* Data provided *
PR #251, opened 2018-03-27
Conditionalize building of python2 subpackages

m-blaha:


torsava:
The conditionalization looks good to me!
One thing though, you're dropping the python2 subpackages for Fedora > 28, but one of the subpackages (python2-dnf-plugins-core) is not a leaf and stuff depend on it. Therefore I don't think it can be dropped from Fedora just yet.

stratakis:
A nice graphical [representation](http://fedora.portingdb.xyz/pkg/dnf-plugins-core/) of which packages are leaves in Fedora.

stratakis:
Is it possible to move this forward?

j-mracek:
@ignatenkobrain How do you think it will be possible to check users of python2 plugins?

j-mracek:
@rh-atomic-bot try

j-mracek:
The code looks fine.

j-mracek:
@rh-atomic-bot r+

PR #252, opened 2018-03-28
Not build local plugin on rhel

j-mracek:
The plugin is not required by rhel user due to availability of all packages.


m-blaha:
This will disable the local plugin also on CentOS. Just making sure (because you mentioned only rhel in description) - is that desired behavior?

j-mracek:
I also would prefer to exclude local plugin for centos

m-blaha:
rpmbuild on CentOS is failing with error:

* Task statement *
Please make an exact copy of the entries, down to the last character.

* Answer for this exercise *
PR #251, opened 2018-03-27
Conditionalize building of python2 subpackages

m-blaha:


torsava:
The conditionalization looks good to me!
One thing though, you're dropping the python2 subpackages for Fedora > 28, but one of the subpackages (python2-dnf-plugins-core) is not a leaf and stuff depend on it. Therefore I don't think it can be dropped from Fedora just yet.

stratakis:
A nice graphical [representation](http://fedora.portingdb.xyz/pkg/dnf-plugins-core/) of which packages are leaves in Fedora.

stratakis:
Is it possible to move this forward?

j-mracek:
@ignatenkobrain How do you think it will be possible to check users of python2 plugins?

j-mracek:
@rh-atomic-bot try

j-mracek:
The code looks fine.

j-mracek:
@rh-atomic-bot r+

PR #252, opened 2018-03-28
Not build local plugin on rhel

j-mracek:
The plugin is not required by rhel user due to availability of all packages.


m-blaha:
This will disable the local plugin also on CentOS. Just making sure (because you mentioned only rhel in description) - is that desired behavior?

j-mracek:
I also would prefer to exclude local plugin for centos

m-blaha:
rpmbuild on CentOS is failing with error:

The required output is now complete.